Are there some books or articles regarding "polynomials" with non-integer (real) exponents, i.e., $$f(x)=a_1x^{e_1}+a_2x^{e_2}+\dots+a_nx^{e_n},$$ where $e_1,e_2,\dots$ are any real numbers (and $x$ being also real)?
I am mostly interested in theorems regarding the location of the roots, number of the roots, bounds, etc., of such "polynomials". Thanks.
I think the keyword is exponential polynomial because $x^\alpha=e^{\alpha \log x}$.
Try these papers:
J.F. Ritt, On the zeros of exponential polynomials, Trans. Amer. Math. Soc. 31 (1929), 680–686.
C.J. Moreno, The zeros of exponential polynomials (I). Compositio Mathematica, 26 (1973), 69–78.

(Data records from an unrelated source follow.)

Issue #2687, opened 2022-10-17
VxScan Ballot Batching


adghayes:
See the [Tech Spec](https://docs.google.com/document/d/15mSk4QPQUqsLlHFwF5Dw058OsprmoJixwxm7C2GmGGk/edit?usp=sharing) for the overall https://github.com/votingworks/vxsuite-roadmap/issues/37.

Fix batching on the precinct-scanner so that everything is one batch until a) polls are suspended or b) the ballot bag is replaced.

PR #2751, opened 2022-10-27
Pause Polls on VxScan

### LINKED ISSUE #2683: Allow Polls Suspension on VxScan
See the [Tech Spec](https://docs.google.com/document/d/15mSk4QPQUqsLlHFwF5Dw058OsprmoJixwxm7C2GmGGk/edit?usp=sharing) for the overall [roadmap item](https://github.com/votingworks/vxsuite-roadmap/issues/37).

Implement polls suspension on VxScan, including:
- Creating Polls State type(s)
- Managing polls state on the "backend"
- Updating poll worker screens
- Updating idle screens

This chunk of work will not update the printed reports or reports saved to the tally, which is tracked in a separate ticket.

adghayes:
## Overview
Closes #2683. Changes two main things about the election flow:
1. After polls are closed, polls cannot be re-opened. Poll Workers will not be able to re-open the polls and Election Managers will not be able to re-open the polls without reconfiguring first. System Administrators have an option to reset polls from closed to paused.
2. Adds polls paused (or "suspended" according to VVSG language) state. In this state, voting cannot take place but polls _can_ be re-opened.

We also place more limits on when election managers can change the precinct on a device. Formerly, they could change the precinct at any time. Now, they can change it freely while polls are not open. While polls are open but no ballots are not cast, they can still change the precinct but it will require a modal confirmation, reset the polls to unopened, and reprint the polls report.

Some things that are _not_ in this change:
- The new polls transition types (paused, unpaused) will _not_ be represented on the printed reports or in VxMark in any way. That will come in the next two PRs (VxMark and reports respectively).
- Testing for the previous bullet, since it doesn't exist yet

## Demo Video or Screenshot
Poll Worker Flow:
[all_states_in_flow.webm](https://user-images.githubusercontent.com/37960853/198367053-1c91aea3-db32-4786-8108-5abad0e252e2.webm)

Sys Admin Reset Flow:
[reset_polls_paused.webm](https://user-images.githubusercontent.com/37960853/198367073-9438d51c-2b4f-45a1-89ea-a00fc89b6f30.webm)

Election Manager Precinct Change Flow:
[change_precinct.webm](https://user-images.githubusercontent.com/37960853/198367157-b270dec1-37c4-473e-a49b-ce5ecc58cdb8.webm)

## Testing Plan
I refactored a lot of our testing in the frontend and wrote a good bit of new testing. Some backend and utility testing too. Manual testing.

## Checklist

### DIFF
--- a/frontends/precinct-scanner/src/app_root.tsx
+++ b/frontends/precinct-scanner/src/app_root.tsx
@@ -356,7 +356,7 @@ export function AppRoot({
     await config.setPollsState(newPollsState);
   }, []);
 
-  const resetPollsToClosed = useCallback(async () => {
+  const resetPollsToPaused = useCallback(async () => {
     await updatePollsState('polls_paused');
   }, [updatePollsState]);
 
@@ -460,7 +460,7 @@ export function AppRoot({
           }
           showResetPollsToPausedButton
           resetPollsToPaused={
-            pollsState === 'polls_closed_final' ? resetPollsToClosed : undefined
+            pollsState === 'polls_closed_final' ? resetPollsToPaused : undefined
           }
           isMachineConfigured={Boolean(electionDefinition)}
           usbDriveStatus={usbDriveDisplayStatus}
--- a/frontends/precinct-scanner/src/app_root.tsx
+++ b/frontends/precinct-scanner/src/app_root.tsx
@@ -4,11 +4,11 @@ import makeDebug from 'debug';
 
 import {
   Card,
-  OptionalElectionDefinition,
   Provider,
   MarkThresholds,
   ElectionDefinition,
   PrecinctSelection,
+  PollsState,
 } from '@votingworks/types';
 import {
   useCancelablePromise,
@@ -41,7 +41,7 @@ import * as scanner from './api/scan';
 import { usePrecinctScannerStatus } from './hooks/use_precinct_scanner_status';
 import { ElectionManagerScreen } from './screens/election_manager_screen';
 import { InvalidCardScreen } from './screens/invalid_card_screen';
-import { PollsClosedScreen } from './screens/polls_closed_screen';
+import { PollsNotOpenScreen } from './screens/polls_not_open_screen';
 import { PollWorkerScreen } from './screens/poll_worker_screen';
 import { InsertBallotScreen } from './screens/insert_ballot_screen';
 import { ScanErrorScreen } from './screens/scan_error_screen';
@@ -79,12 +79,12 @@ interface HardwareState {
 interface ScannerConfigState {
   electionDefinition?: ElectionDefinition;
   precinctSelection?: PrecinctSelection;
+  pollsState: PollsState;
   currentMarkThresholds?: MarkThresholds;
   isTestMode: boolean;
 }
 
 interface StoredFrontendState {
-  isPollsOpen: boolean;
   ballotCountWhenBallotBagLastReplaced: number;
   isSoundMuted: boolean;
 }
@@ -111,10 +111,10 @@ const initialScannerConfigState: Readonly<ScannerConfigState> = {
   isTestMode: false,
   currentMarkThresholds: undefined,
   precinctSelection: undefined,
+  pollsState: 'polls_closed_initial',
 };
 
 const initialStoredFrontendState: Readonly<StoredFrontendState> = {
-  isPollsOpen: false,
   ballotCountWhenBallotBagLastReplaced: 0,
   isSoundMuted: false,
 };
@@ -139,16 +139,12 @@ type AppAction =
     }
   | { type: 'resetPollsToClosed' }
   | {
-      type: 'updateElectionDefinition';
-      electionDefinition: OptionalElectionDefinition;
-    }
-  | {
       type: 'refreshConfigFromScanner';
       scannerConfig: ScannerConfigState;
     }
   | { type: 'updatePrecinctSelection'; precinctSelection: PrecinctSelection }
   | { type: 'updateMarkThresholds'; markThresholds?: MarkThresholds }
-  | { type: 'togglePollsOpen' }
+  | { type: 'updatePollsState'; pollsState: PollsState }
   | { type: 'toggleIsSoundMuted' }
   | { type: 'ballotBagReplaced'; currentBallotCount: number }
   | { type: 'setMachineConfig'; machineConfig: MachineConfig };
@@ -171,17 +167,10 @@ function appReducer(state: State, action: AppAction): State {
         ...action.storedFrontendState,
         initializedFromStorage: true,
       };
-    case 'updateElectionDefinition':
-      return {
-        ...state,
-        electionDefinition: action.electionDefinition,
-        isPollsOpen: false,
-        ballotCountWhenBallotBagLastReplaced: 0,
-      };
     case 'resetPollsToClosed':
       return {
         ...state,
-        isPollsOpen: false,
+        pollsState: 'polls_closed_initial',
         ballotCountWhenBallotBagLastReplaced: 0,
       };
     case 'refreshConfigFromScanner': {
@@ -195,17 +184,16 @@ function appReducer(state: State, action: AppAction): State {
       return {
         ...state,
         precinctSelection: action.precinctSelection,
-        isPollsOpen: false,
       };
     case 'updateMarkThresholds':
       return {
         ...state,
         currentMarkThresholds: action.markThresholds,
       };
-    case 'togglePollsOpen':
+    case 'updatePollsState':
       return {
         ...state,
-        isPollsOpen: !state.isPollsOpen,
+        pollsState: action.pollsState,
       };
     case 'toggleIsSoundMuted':
       return {
@@ -242,7 +230,7 @@ export function AppRoot({
     isTestMode,
     precinctSelection,
     currentMarkThresholds,
-    isPollsOpen,
+    pollsState,
     initializedFromStorage,
     machineConfig,
     isSoundMuted,
@@ -282,6 +270,7 @@ export function AppRoot({
     const newPrecinctSelection = await makeCancelable(
       config.getPrecinctSelection()
     );
+    const newPollsState = await makeCancelable(config.getPollsState());
     const newMarkThresholds = await makeCancelable(config.getMarkThresholds());
 
     const scannerConfig: ScannerConfigState = {
@@ -289,6 +278,7 @@ export function AppRoot({
       isTestMode: newIsTestMode,
       currentMarkThresholds: newMarkThresholds,
       precinctSelection: newPrecinctSelection,
+      pollsState: newPollsState,
     };
 
     dispatchAppState({
@@ -346,7 +336,6 @@ export function AppRoot({
         // We use an explicit type here to remind ourselves to store any
         // new fields we add to StoredFrontendState.
         const frontendStateToStore: StoredFrontendState = {
-          isPollsOpen,
           ballotCountWhenBallotBagLastReplaced,
           isSoundMuted,
         };
@@ -357,15 +346,19 @@ export function AppRoot({
     void storeAppState();
     // eslint-disable-next-line react-hooks/exhaustive-deps
   }, [
-    isPollsOpen,
     ballotCountWhenBallotBagLastReplaced,
     initializedFromStorage,
     isSoundMuted,
   ]);
 
-  const togglePollsOpen = useCallback(() => {
-    dispatchAppState({ type: 'togglePollsOpen' });
+  const updatePollsState = useCallback(async (newPollsState: PollsState) => {
+    dispatchAppState({ type: 'updatePollsState', pollsState: newPollsState });
+    await config.setPollsState(newPollsState);
   }, []);
+
+  const resetPollsToClosed = useCallback(async () => {
+    await updatePollsState('polls_paused');
+  }, [updatePollsState]);
 
   const toggleTestMode = useCallback(async () => {
     await config.setTestMode(!isTestMode);
@@ -398,6 +391,7 @@ export function AppRoot({
       precinctSelection: newPrecinctSelection,
     });
     await config.setPrecinctSelection(newPrecinctSelection);
+    await refreshConfig();
   }
 
   async function updateMarkThresholds(markThresholds?: MarkThresholds) {
@@ -418,7 +412,12 @@ export function AppRoot({
   const voterMode = auth.status === 'logged_out' && auth.reason === 'no_card';
   useEffect(() => {
     async function automaticallyScanAndAcceptBallots() {
-      if (!(isPollsOpen && voterMode && !needsToReplaceBallotBag)) return;
+      if (
+        !(pollsState === 'polls_open' && voterMode && !needsToReplaceBallotBag)
+      ) {
+        return;
+      }
+
       if (scannerStatus?.state === 'ready_to_scan') {
         await scanner.scanBallot();
       } else if (scannerStatus?.state === 'ready_to_accept') {
@@ -458,6 +457,10 @@ export function AppRoot({
           }
           unconfigureMachine={() =>
             unconfigureServer({ ignoreBackupRequirement: true })
+          }
+          showResetPollsToPausedButton
+          resetPollsToPaused={
+            pollsState === 'polls_closed_final' ? resetPollsToClosed : undefined
           }
           isMachineConfigured={Boolean(electionDefinition)}
           usbDriveStatus={usbDriveDisplayStatus}
@@ -511,6 +514,7 @@ export function AppRoot({
           updatePrecinctSelection={updatePrecinctSelection}
           scannerStatus={scannerStatus}
           isTestMode={isTestMode}
+          pollsState={pollsState}
           toggleLiveMode={toggleTestMode}
           setMarkThresholdOverrides={updateMarkThresholds}
           unconfigure={unconfigureServer}
@@ -556,11 +560,10 @@ export function AppRoot({
       >
         <PollWorkerScreen
           scannedBallotCount={scannerStatus.ballotsCounted}
-          isPollsOpen={isPollsOpen}
-          togglePollsOpen={togglePollsOpen}
+          pollsState={pollsState}
+          updatePollsState={updatePollsState}
           hasPrinterAttached={!!printerInfo}
           isLiveMode={!isTestMode}
-          usbDrive={usbDrive}
         />
       </AppContext.Provider>
     );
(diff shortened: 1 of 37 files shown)


libs/utils/src/precinct_selection.ts
```diff
@@ -32,3 +32,18 @@ export function getPrecinctSelectionName(
...
+  if (precinctSelectionOne.kind === 'AllPrecincts') {
+    return precinctSelectionTwo.kind === 'AllPrecincts';
+  }
+
+  if (precinctSelectionTwo.kind === 'AllPrecincts') {
+    return false;
+  }
+
+  return precinctSelectionOne.precinctId === precinctSelectionTwo.precinctId;
+}
```
adghayes, line 49: Not sure if there's a more idiomatic name I should use for this type of function, like `compare`.

libs/api/src/services/scan/index.ts
```diff
@@ -274,6 +276,54 @@ export type DeletePrecinctSelectionConfigResponse = OkResponse;
...
+ */
+export type PutPollsStateConfigResponse = OkResponse | ErrorsResponse;
+
+/**
+ * @url /config/polls
+ * @method PUT
+ */
+export const PutPollsStateConfigResponseSchema: z.ZodSchema<PutPollsStateConfigResponse> =
+  z.union([OkResponseSchema, ErrorsResponseSchema]);
+
```
adghayes, line 326: Yes please, I'll have two orders of boilerplate.

services/scan/src/precinct_scanner_app.ts
```diff
@@ -551,9 +598,21 @@ export async function buildPrecinctScannerApp(
...
+          status: 'error',
+          errors: [
+            {
+              type: 'polls-closed',
+              message: 'cannot scan ballots while polls are closed',
+            },
+          ],
+        });
+        return;
+      }
```
adghayes, line 615: I'm not sure if this is too limiting - to disabled scanning when polls are closed. Any reservations about this? Seems like a security in depth way to lock down "no voting while polls closed" requirements.

frontends/precinct-scanner/src/app_root.tsx
```diff
@@ -138,17 +138,13 @@ type AppAction =
       storedFrontendState: StoredFrontendState;
     }
   | { type: 'resetPollsToClosed' }
-  | {
-      type: 'updateElectionDefinition';
-      electionDefinition: OptionalElectionDefinition;
-    }
```
adghayes, line 144: We're not using this, just removed it.

frontends/precinct-scanner/src/app_root.tsx
```diff
@@ -398,6 +391,7 @@ export function AppRoot({
       precinctSelection: newPrecinctSelection,
     });
     await config.setPrecinctSelection(newPrecinctSelection);
+    await refreshConfig();
```
adghayes, line 394: Because we may change other things, like polls state, when changing precinct selection, we need to refresh config after.

frontends/precinct-scanner/src/screens/poll_worker_screen.tsx
```diff
@@ -509,14 +597,6 @@ export function PollWorkerScreen({
...
       </Prose>
       <ScannedBallotCount count={scannedBallotCount} />
-      {isExportingResults && (
-        <ExportResultsModal
-          onClose={() => setIsExportingResults(false)}
-          usbDrive={usbDrive}
-          isTestMode={!isLiveMode}
-          scannedBallotCount={scannedBallotCount}
-        />
-      )}
```
adghayes, line 519: @mattroe has been suggesting / asking / arguing to remove the export results option from the poll worker flow for a while, and I decided to do it here. I didn't want to update existing coverage, and we didn't have great coverage on it anyway.

frontends/precinct-scanner/src/app_root.tsx
```diff
@@ -357,16 +346,20 @@ export function AppRoot({
...
     ballotCountWhenBallotBagLastReplaced,
     initializedFromStorage,
     isSoundMuted,
   ]);
 
-  const togglePollsOpen = useCallback(() => {
-    dispatchAppState({ type: 'togglePollsOpen' });
+  const updatePollsState = useCallback(async (newPollsState: PollsState) => {
+    dispatchAppState({ type: 'updatePollsState', pollsState: newPollsState });
+    await config.setPollsState(newPollsState);
```
carolinemodic, line 356: We should log whenever this updates. If you look at the table on page 253 of VVSG it gives some specific language about logging opening and closing of polls and also needing to log "The “zero totals” check conducted before opening
the polling place or counting a precinct centrally"

frontends/precinct-scanner/src/screens/election_manager_screen.tsx
```diff
@@ -149,36 +156,53 @@ export function ElectionManagerScreen({
...
+                  <option key={precinct.id} value={precinct.id}>
+                    {precinct.name}
+                  </option>
+                ))}
+            </Select>
+          </p>
+        ) : (
+          precinctSelection && (
+            <p>
+              <ChangePrecinctButton
```
carolinemodic, line 194: Is it possible to reuse this component for the initial selection of a precinct as well? It feels like we are duplicating a lot in this component and in the code above here.

frontends/precinct-scanner/src/screens/poll_worker_screen.tsx
```diff
@@ -56,14 +60,24 @@ import * as scan from '../api/scan';
...
-  CLOSE_POLLS_FLOW__COMPLETE = 'close polls flow: complete',
-  EITHER_FLOW__REPRINTING = 'either polls flow: reprinting',
+type PollWorkerFlowState =
+  | 'open_polls_prompt'
+  | 'close_polls_prompt'
+  | 'polls_transition_processing'
+  | 'polls_transition_complete'
+  | 'reprinting_report';
+
+// TODO: Remove this. This is a temporary conversion of the new type for
```
carolinemodic, line 70: I assume this is for a future PR?

frontends/precinct-scanner/src/screens/poll_worker_screen.tsx
carolinemodic: I'm not sure I understand the desire of removing it but I guess I defer to @mattroe

libs/types/src/polls.ts
```diff
@@ -0,0 +1,27 @@
+import * as z from 'zod';
+
+export type PollsState =
```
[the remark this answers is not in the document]
carolinemodic: I might be missing some decision that you all have made here about the best practice though.

libs/api/src/services/scan/index.ts
eventualbuddha: All the boilerplate you could want:
image

frontends/precinct-scanner/src/app_root.tsx
```diff
@@ -459,6 +458,10 @@ export function AppRoot({
           unconfigureMachine={() =>
             unconfigureServer({ ignoreBackupRequirement: true })
           }
+          showResetPollsToPausedButton
```
carolinemodic, line 461: why do we have this boolean if its just always true?

frontends/precinct-scanner/test/helpers/mock_polls_state.ts
```diff
@@ -0,0 +1,25 @@
+import { PollsState } from '@votingworks/types';
+import fetchMock from 'fetch-mock';
+
+export function mockPollsState(pollsState: PollsState): void {
```
carolinemodic, line 4: love these helpers

carolinemodic (changes requested):

services/scan/src/precinct_scanner_app.ts
carolinemodic: I like this

frontends/precinct-scanner/src/app_root.tsx
adghayes: It's not true on VxCentralScan, where I think this screen is also used.

frontends/precinct-scanner/src/screens/poll_worker_screen.tsx
adghayes: Yup!

frontends/precinct-scanner/src/screens/election_manager_screen.tsx
adghayes: Could be, I think we might want to reuse it in the BMD too. I will take a look.

frontends/precinct-scanner/src/app_root.tsx
adghayes: We are lacking _a lot_ of logging on precinct scanner and I held off on some of it because I know we'll have to do a general pass later. I think it may be cleaner to do all that (polls state change, precinct state change (your comment above), report printed, saved to card) in a separate PR?

frontends/precinct-scanner/src/app_root.tsx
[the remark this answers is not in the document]
adghayes: I don't think it's a bug right now, since right now nothing else can change when the precinct gets updated.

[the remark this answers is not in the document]
adghayes: See my other comment about logging, I'd like to do a logging pass in VxScan as a separate PR.

libs/types/src/polls.ts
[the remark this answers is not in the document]
adghayes: You will get a Typescript error if you have a typo in the string. @arsalansufi  has been suggesting union types over enums for best practice, let me see if I can find the article...

frontends/precinct-scanner/src/screens/poll_worker_screen.tsx
adghayes: It's not a feature that we have a reasonable user story for.

services/scan/src/store.ts
```diff
@@ -70,6 +72,7 @@ export enum ConfigKey {
   // @deprecated
   SkipElectionHashCheck = 'skipElectionHashCheck',
   PrecinctSelection = 'precinctSelection',
+  PollsState = 'pollsState',
```
jonahkagan, line 75: The polls state feels like a different class of data than the rest of the config values. Those are used to set up ("configure") the machine, while this is more a piece of operating state that has to do with using the machine (it's not a setting).

What do you think about storing it separately and using separate API routes? Does this seem too pedantic? The motivation would mostly just be clarity.

libs/types/src/polls.ts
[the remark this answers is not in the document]
adghayes: Typescript error:
Screen Shot 2022-10-27 at 1 42 23 PM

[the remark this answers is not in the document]
adghayes: https://github.com/votingworks/vxsuite/pull/2221#discussion_r932457382

services/scan/src/store.ts
adghayes: It does seem too pedantic in isolation, but I'm thinking about how as part of this project I plan to move the last bits of frontend state (ballot replaced count and `isSoundsMuted`). Since we're going to have more of these values, I think it makes sense to add the clarity of breaking it out. 

What do you think about all settings being under a single API endpoint that you update in a `Partial` fashion? Just trying to limit code, but maybe that's the wrong motivation.

jonahkagan: Yeah, updating settings with a single endpoint seems fine.

Here's my take on how I would categorize the different bits of state:
- "Config" refers to setting up the machine to work in the right context (e.g. election definition, templates, precinct selection) (we might want to rename this to avoid confusion with machine config - machine id, etc)
- "Settings" are user settings that modify machine behavior, but don't have to do with the election (e.g. muting)
- "Operating state" tracks what's happening while the machine is being used (e.g. test mode, polls state) (this category maybe needs a better name)

Does that seem intuitive/clear to you, or would you think about it differently?

frontends/precinct-scanner/src/screens/election_manager_screen.tsx
adghayes: Refactored.

services/scan/src/store.ts
adghayes: This seems intuitive and clear to me, mostly. My only confusion is that, one way I've thought about config in the past is that it's something that affects how we interpret ballots. and "Test Mode" does affect how we read ballots. So on that piece, it's a big unclear. 

Given this is looking like a bigger change than I expected, I would prefer to do this in a different PR and merge the current polls open state as is, change later.

eventualbuddha: FWIW I want to kill the `configs` table and replace it with specific tables/columns/etc for the data we want to store.

frontends/precinct-scanner/src/components/change_precinct_button.tsx
```diff
@@ -81,43 +141,21 @@ export function ChangePrecinctButton({
...
                 danger
                 onPress={confirmPrecinctChange}
-                disabled={areEqualPrecinctSelections(
-                  initialPrecinctSelection,
-                  pendingPrecinctSelection
-                )}
+                disabled={
+                  !unconfirmedPrecinctSelection ||
+                  areEqualPrecinctSelections(
+                    assertDefined(appPrecinctSelection),
```
adghayes, line 155: I added this `assertDefined` utility because I think it's valuable to be able to indicate, in code, that something should be defined, just like to do with `assert`. It is essentially re-introducing the bang operator, and `assert` is preferable where possible. But these cases, using the existence of a prop as a condition for rendering the element may create the false impression that the element is not meant to be rendered under those conditions.

In @jonahkagan's words, better to fail loudly. cc @arsalansufi who discussed this with me.

services/scan/src/store.ts
adghayes: @eventualbuddha where do you envision just one-off settings, like `isSoundMuted` living? All in their own column / table?

libs/types/src/polls.ts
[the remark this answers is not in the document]
carolinemodic: Ah I see ok, I think typescript has improved how it deals with this since the last time I tried haha

frontends/precinct-scanner/src/app_root.tsx
carolinemodic: Yeah there are definitely a lot of other areas where we are missing logging, I think its probably more efficient in general to just add things when we're in that code as its a little hard later sometimes to remember exactly what the error cases are or whats happening, and doing all of the logging later is a task no one is going to want to do. But we don't have to block on it

services/scan/src/store.ts
eventualbuddha: Assuming we have an `elections` table similar to VxAdmin, these settings could either live on that table (if they're tied to an election) or in a `settings` table that's essentially a singleton table.

adghayes: I would prefer to separate out the reshuffling of how we store / access state from this PR. I propose I leave everything as-is for now, and I will revisit when I work on #2687, which is when I'll move the rest of the state back. Between now and then, we can sync for 15 min and sketch out how we'd like to lay out state?

frontends/precinct-scanner/src/components/change_precinct_button.tsx
eventualbuddha: I've written a utility like this at various times in my various TypeScript projects. It's better than a type cast/assertion (whether `as` or `!`) because it will fail _here_ and not at some later point where the value being used is not as expected. It's sometimes worse in terms of readability, but on the whole I think it's good.

adghayes: Sounds good. I ended up not needing it right here but have left it in this PR because I can anticipate needing it again.

frontends/precinct-scanner/src/app_root.tsx
carolinemodic: semi seperately should we also not show the button at all if the polls aren't in polls_closed_final?

adghayes: Right now it's just disabled if the polls aren't in `polls_closed_final`, I think that's fine for now. I actually originally had it such that it was hidden if polls were not in `polls_closed_final` but React / the testing didn't like how it was being removed the the page (trying to close the modal after the higher level state had already removed it from the page).

frontends/precinct-scanner/src/app_tally_report_paths.test.tsx
```diff
@@ -1273,3 +1238,178 @@ test('saving to card: polls closed, general election, single precinct', async ()
...
+  mockPollsStateChange('polls_open');
+  await screen.findByText('Polls are open.');
+
+  await expectPrint((printedElement) => {
+    printedElement.getByText('TEST Polls Opened Report for Center Springfield');
+    // TODO: Write testing once polls paused reports are designed vxsuite#2686
+  });
+});
+
+test('saving to card: polls unpaused', async () => {
```
carolinemodic, line 1366: AFAICT we don't have any testing right now for the polls paused straight to poll closed transition, probably worth adding a printing and save to card test for that flow.

carolinemodic (approved):
One suggested test I thought off after watching the videos but otherwise this lgtm

frontends/precinct-scanner/src/app_tally_report_paths.test.tsx
adghayes: Yeah, I skipped that that one since it's not a use case we expect very much. But, having a test is better :) Will add then merge.

eventualbuddha:
From the first video:

> it doesn't indicate right on this screen that you are coming from a paused state since that should be clear from the previous screen

I wonder about using the phrase "Open Polls" to describe what's happening here. To me, opening the polls is something that happens _at the start of voting_. And it appears we don't get a polls opened report when we do this "Open Polls". That _feels_ weird to me. I'm imagining a poll worker thinking "I opened the polls this morning and got a report, but I opened the polls again in the afternoon and didn't get a report. Why not? Should I have?". I'd argue we should say more precisely what we're doing: "Open Polls" / "Pause Polls" / "Unpause Polls" (or "Resume Polls"?) / "Close Polls".

I of course defer to @mattroe and @ginvdr on this, just wanted to register my discomfort with that.

adghayes:
@eventualbuddha I wondered the same thing, and we could definitely change it.

My thinking was that poll workers will rarely be doing this in the middle of the day. The main use case for this feature is a vote center model, where you'd start voting at the beginning of each day. If it's a new day of voting, "Open Polls" makes sense to me, even if polls were opened yesterday. The current plan is that the report will say "Polls Opened Report", but it will have an appearance different from the first day polls opened report. And it will say on the report that it was opened from a paused state.

Will wait for @mattroe and/or @ginvdr to weigh in.

adghayes:
Larger context - there will be a report with every single polls state change. The one's for pausing and unpausing will only have ballot counts, not results, per VVSG.

jonahkagan:
I had the same wondering about terminology as @eventualbuddha!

G.J.O. Jameson, Counting zeros of generalized polynomials: Descartes' rule of signs and Laguerre's extensions, Math. Gazette 90,(2006), 223–234.
One term for this is signomial, where the argument is restricted to the positive reals, to avoid definition problems of things like $x^{\sqrt 2}$ for negative $x$, and so on. I hope this term is not in widespread use, but the Wikipedia page does refer to a textbook that uses it.